_Task item_
On how many lines of the data below does the word "entries" appear? Reply with the number only.

(Record extracts)

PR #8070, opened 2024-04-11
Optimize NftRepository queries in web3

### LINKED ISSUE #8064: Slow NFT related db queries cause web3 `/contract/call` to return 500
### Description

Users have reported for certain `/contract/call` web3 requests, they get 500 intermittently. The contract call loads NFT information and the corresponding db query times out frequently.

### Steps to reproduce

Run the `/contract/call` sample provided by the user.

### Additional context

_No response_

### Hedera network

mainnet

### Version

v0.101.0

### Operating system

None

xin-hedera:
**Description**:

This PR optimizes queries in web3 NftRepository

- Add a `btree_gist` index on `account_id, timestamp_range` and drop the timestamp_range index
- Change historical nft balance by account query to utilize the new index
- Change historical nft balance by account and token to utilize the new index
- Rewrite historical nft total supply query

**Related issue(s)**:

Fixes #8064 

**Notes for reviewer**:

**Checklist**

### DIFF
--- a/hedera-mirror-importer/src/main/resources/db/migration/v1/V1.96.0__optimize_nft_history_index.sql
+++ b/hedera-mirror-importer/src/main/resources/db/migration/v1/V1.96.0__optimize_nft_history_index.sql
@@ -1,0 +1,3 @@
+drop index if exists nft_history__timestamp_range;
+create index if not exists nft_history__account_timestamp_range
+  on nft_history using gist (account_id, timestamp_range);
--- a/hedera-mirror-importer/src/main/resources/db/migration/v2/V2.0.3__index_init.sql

(End Record extracts)
(Record extracts)

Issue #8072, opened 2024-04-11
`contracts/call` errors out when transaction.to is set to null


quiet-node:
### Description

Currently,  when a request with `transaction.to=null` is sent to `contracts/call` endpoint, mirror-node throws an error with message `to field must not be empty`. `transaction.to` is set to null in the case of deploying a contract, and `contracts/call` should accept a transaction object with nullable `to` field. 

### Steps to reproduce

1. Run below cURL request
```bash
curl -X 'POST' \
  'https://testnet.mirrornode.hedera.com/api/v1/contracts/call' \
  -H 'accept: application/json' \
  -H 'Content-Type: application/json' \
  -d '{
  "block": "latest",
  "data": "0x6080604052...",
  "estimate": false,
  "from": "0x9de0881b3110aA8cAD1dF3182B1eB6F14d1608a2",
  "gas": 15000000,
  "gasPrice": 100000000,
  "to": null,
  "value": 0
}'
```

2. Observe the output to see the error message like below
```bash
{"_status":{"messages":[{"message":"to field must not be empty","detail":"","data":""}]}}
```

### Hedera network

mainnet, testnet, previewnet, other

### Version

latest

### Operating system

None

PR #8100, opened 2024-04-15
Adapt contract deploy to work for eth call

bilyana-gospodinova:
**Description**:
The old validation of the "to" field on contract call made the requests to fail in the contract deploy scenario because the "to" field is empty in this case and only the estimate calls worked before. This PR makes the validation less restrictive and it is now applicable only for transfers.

(End Record extracts)
(Record extracts)

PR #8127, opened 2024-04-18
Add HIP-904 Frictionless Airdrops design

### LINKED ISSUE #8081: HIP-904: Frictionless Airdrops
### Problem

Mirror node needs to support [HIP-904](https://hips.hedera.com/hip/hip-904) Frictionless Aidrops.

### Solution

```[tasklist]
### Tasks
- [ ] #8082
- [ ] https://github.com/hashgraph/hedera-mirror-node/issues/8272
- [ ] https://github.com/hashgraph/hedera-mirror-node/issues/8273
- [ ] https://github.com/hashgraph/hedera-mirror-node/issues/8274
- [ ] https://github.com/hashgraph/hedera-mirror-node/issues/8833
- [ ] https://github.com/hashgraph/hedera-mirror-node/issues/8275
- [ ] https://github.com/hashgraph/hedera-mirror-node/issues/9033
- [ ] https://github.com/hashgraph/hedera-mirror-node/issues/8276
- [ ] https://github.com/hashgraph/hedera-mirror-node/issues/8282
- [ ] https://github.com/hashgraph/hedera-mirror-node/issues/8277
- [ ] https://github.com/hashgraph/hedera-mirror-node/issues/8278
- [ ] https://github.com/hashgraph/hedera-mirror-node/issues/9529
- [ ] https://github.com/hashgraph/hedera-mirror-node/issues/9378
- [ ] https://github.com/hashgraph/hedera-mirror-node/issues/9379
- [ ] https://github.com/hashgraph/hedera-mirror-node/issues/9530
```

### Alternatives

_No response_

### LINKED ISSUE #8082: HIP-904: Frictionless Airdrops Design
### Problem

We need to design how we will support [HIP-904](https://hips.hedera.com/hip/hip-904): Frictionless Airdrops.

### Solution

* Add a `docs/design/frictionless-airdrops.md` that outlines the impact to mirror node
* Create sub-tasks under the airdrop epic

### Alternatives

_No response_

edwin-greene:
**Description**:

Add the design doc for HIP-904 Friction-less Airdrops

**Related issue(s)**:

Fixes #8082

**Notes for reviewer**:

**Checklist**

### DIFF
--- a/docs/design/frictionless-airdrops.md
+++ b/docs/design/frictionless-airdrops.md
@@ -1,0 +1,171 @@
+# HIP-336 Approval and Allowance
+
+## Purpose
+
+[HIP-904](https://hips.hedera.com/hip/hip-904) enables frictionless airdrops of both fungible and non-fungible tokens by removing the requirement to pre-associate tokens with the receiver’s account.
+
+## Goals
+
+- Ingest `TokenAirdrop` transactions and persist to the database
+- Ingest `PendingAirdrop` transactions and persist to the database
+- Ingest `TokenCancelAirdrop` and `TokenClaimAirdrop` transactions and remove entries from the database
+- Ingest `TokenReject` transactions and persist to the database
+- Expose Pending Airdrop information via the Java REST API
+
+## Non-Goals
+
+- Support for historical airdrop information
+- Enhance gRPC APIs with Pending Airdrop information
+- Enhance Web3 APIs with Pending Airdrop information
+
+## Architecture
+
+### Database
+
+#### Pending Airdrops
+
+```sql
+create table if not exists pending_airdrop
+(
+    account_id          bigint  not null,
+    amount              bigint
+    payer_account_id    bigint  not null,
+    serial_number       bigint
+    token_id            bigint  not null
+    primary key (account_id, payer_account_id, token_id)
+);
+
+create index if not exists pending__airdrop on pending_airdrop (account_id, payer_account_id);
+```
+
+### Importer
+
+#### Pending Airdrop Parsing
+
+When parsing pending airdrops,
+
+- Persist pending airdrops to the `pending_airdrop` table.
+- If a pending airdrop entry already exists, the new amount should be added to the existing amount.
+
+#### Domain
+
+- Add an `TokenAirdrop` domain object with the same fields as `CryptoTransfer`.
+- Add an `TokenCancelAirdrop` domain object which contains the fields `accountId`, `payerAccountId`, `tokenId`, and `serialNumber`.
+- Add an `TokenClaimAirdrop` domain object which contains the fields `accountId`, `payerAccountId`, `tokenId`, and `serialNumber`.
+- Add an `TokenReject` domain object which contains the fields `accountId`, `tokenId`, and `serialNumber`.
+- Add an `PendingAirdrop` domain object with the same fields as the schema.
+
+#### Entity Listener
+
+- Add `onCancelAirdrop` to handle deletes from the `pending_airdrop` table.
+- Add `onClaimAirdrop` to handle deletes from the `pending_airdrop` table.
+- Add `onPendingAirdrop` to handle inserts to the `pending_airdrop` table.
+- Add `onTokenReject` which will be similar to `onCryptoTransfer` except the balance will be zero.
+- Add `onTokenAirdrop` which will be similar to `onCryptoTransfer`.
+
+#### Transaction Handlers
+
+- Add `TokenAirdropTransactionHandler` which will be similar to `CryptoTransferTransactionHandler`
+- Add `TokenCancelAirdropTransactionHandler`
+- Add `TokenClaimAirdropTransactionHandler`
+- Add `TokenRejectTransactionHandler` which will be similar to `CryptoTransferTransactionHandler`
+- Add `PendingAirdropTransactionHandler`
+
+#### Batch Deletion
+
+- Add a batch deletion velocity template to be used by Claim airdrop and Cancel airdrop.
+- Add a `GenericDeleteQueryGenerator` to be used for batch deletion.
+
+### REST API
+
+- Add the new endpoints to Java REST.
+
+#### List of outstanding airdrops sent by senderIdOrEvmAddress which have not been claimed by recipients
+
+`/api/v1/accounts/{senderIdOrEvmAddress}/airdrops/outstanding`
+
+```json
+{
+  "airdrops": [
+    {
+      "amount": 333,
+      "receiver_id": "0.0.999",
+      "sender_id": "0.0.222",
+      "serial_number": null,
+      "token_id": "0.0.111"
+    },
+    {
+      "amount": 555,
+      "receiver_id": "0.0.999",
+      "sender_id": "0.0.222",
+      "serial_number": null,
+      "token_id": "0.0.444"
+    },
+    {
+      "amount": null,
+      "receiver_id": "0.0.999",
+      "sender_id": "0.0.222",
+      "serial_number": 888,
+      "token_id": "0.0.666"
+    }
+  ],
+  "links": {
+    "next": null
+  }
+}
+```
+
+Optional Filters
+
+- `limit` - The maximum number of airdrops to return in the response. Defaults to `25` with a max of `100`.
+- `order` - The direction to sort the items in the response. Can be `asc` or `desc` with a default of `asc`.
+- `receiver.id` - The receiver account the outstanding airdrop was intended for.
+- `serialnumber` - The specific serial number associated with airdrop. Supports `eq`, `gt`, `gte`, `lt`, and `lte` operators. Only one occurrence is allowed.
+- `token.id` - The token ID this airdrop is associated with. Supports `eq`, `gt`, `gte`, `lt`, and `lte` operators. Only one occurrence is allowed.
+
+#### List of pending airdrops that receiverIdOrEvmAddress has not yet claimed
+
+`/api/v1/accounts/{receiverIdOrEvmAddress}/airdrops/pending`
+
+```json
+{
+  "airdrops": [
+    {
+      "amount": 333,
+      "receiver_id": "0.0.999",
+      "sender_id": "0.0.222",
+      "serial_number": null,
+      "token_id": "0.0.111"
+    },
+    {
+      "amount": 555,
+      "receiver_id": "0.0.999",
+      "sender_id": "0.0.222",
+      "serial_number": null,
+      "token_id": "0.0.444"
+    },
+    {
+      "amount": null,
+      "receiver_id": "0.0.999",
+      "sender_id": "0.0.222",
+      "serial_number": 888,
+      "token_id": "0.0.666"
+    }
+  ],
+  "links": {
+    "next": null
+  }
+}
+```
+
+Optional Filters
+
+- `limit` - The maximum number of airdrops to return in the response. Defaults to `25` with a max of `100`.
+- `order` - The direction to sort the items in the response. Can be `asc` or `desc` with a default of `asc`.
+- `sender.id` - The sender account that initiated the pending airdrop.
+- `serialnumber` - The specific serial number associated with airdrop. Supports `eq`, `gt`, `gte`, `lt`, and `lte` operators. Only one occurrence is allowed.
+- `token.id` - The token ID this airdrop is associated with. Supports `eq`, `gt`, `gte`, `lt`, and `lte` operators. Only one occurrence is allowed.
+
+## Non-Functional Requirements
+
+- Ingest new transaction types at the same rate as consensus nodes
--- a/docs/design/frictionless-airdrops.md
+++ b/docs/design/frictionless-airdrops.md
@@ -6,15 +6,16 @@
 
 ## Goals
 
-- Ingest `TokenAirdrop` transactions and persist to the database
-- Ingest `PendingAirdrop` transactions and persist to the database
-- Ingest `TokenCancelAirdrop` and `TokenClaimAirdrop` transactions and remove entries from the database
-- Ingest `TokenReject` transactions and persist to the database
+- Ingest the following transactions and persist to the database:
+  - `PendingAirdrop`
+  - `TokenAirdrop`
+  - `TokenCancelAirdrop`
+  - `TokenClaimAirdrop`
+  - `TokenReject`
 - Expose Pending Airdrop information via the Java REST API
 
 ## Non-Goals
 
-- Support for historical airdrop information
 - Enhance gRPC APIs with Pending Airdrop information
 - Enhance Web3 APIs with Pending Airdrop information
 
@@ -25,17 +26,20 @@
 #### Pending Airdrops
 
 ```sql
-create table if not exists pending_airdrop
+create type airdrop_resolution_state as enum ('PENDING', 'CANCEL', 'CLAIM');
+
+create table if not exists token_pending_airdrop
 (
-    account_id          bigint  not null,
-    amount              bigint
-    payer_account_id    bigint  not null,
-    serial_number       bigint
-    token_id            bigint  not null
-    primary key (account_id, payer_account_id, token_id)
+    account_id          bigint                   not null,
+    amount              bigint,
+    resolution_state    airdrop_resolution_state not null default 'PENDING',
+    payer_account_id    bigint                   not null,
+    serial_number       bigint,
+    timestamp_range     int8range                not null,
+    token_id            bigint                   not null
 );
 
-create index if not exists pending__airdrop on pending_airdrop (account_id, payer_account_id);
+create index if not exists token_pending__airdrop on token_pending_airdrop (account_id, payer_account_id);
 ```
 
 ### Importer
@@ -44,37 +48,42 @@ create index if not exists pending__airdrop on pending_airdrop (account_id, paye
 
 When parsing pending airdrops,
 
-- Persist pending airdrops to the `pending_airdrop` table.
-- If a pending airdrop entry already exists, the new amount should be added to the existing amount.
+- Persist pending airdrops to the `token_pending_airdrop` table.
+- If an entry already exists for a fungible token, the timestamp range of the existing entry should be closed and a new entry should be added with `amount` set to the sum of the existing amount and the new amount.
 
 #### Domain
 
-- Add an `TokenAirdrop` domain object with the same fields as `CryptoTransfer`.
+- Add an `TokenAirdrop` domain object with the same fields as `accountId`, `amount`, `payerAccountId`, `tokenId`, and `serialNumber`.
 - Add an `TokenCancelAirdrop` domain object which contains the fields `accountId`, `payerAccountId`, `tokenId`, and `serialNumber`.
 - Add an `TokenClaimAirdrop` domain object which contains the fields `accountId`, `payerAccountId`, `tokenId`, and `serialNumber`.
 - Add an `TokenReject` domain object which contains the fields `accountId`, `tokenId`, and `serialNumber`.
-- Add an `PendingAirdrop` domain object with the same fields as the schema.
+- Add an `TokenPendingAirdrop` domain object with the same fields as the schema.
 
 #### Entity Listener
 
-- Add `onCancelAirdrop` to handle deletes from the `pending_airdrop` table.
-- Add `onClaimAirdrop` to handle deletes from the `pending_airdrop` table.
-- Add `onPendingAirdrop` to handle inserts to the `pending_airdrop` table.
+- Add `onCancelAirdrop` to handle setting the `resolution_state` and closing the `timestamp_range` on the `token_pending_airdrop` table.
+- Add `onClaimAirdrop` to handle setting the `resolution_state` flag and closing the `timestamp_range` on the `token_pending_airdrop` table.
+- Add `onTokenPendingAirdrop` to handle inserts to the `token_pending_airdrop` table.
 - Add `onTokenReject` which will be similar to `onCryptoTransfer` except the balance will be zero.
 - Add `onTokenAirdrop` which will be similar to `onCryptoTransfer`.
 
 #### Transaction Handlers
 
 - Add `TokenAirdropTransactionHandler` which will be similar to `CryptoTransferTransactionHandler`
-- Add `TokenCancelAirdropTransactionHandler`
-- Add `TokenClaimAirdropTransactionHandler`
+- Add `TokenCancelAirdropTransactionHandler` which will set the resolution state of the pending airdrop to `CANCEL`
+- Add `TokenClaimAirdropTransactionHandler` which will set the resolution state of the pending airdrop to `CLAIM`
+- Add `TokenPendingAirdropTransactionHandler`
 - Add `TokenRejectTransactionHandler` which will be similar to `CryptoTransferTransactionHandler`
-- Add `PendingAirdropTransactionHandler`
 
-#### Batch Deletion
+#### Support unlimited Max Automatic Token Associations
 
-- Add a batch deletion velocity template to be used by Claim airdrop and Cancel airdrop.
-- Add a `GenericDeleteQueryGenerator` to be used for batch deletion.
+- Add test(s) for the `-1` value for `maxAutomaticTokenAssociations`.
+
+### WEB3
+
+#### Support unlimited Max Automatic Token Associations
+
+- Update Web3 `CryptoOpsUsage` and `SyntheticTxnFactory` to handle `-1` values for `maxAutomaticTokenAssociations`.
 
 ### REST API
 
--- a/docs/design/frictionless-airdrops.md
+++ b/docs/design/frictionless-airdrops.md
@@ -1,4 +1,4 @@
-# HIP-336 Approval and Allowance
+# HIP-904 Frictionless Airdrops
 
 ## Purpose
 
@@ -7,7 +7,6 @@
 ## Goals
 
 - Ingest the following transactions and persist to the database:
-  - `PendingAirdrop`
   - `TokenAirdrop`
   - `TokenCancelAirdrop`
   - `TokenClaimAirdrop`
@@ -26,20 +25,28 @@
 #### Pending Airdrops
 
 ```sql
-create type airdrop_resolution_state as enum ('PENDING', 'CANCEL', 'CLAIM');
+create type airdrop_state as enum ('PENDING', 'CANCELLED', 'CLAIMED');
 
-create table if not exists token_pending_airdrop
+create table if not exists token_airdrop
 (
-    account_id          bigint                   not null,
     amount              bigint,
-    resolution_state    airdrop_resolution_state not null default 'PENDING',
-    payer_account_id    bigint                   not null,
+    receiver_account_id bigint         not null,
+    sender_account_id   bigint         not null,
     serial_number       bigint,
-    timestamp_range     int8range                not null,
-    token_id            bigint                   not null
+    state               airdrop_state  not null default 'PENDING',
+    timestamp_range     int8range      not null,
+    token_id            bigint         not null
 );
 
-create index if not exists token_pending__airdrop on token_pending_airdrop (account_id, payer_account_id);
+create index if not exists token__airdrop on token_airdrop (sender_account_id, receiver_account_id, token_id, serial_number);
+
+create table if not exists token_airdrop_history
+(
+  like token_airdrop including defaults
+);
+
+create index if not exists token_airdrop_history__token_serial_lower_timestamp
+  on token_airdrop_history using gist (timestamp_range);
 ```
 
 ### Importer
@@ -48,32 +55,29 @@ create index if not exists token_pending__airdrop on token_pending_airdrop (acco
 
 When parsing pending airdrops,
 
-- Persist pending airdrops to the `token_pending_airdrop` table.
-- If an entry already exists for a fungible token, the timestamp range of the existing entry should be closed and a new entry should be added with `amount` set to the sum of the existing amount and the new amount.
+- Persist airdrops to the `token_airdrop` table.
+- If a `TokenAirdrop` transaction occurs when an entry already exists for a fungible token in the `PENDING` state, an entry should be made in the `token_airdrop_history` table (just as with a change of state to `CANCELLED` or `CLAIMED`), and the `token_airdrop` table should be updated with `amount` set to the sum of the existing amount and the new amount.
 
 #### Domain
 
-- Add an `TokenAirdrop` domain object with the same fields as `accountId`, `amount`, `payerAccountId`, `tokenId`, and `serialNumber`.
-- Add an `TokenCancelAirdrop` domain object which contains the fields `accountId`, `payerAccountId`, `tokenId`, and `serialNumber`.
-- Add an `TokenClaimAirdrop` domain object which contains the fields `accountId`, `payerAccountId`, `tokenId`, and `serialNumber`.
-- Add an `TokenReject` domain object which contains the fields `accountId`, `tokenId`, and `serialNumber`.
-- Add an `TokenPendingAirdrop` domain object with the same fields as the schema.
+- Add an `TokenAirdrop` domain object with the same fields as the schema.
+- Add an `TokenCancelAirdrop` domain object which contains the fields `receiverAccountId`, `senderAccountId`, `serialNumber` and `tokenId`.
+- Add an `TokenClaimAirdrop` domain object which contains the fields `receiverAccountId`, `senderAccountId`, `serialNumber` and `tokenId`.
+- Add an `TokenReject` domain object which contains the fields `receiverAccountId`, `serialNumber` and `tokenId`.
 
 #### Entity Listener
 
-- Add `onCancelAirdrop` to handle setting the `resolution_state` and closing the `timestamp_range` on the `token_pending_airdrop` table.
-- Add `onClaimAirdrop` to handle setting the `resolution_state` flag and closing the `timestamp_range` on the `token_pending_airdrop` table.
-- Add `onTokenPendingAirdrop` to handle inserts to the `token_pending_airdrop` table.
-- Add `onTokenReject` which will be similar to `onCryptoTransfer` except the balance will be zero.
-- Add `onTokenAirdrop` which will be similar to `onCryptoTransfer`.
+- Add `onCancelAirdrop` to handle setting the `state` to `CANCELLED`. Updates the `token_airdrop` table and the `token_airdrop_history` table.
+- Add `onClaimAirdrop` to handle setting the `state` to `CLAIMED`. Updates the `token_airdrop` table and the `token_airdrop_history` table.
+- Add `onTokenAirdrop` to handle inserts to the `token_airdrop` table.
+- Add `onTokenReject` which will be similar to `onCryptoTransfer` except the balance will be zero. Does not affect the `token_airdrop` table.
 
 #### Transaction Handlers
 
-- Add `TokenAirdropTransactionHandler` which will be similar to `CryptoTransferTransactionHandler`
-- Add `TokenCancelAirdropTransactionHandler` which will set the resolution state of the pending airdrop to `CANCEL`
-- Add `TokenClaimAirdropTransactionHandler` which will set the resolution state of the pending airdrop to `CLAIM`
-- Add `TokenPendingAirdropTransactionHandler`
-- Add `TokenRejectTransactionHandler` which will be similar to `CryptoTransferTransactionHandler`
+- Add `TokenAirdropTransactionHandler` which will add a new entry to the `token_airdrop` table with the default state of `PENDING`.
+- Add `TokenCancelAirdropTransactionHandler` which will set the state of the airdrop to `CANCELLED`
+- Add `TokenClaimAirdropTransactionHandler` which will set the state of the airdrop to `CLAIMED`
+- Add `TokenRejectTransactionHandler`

(End Record extracts)

_Solution to this problem_
2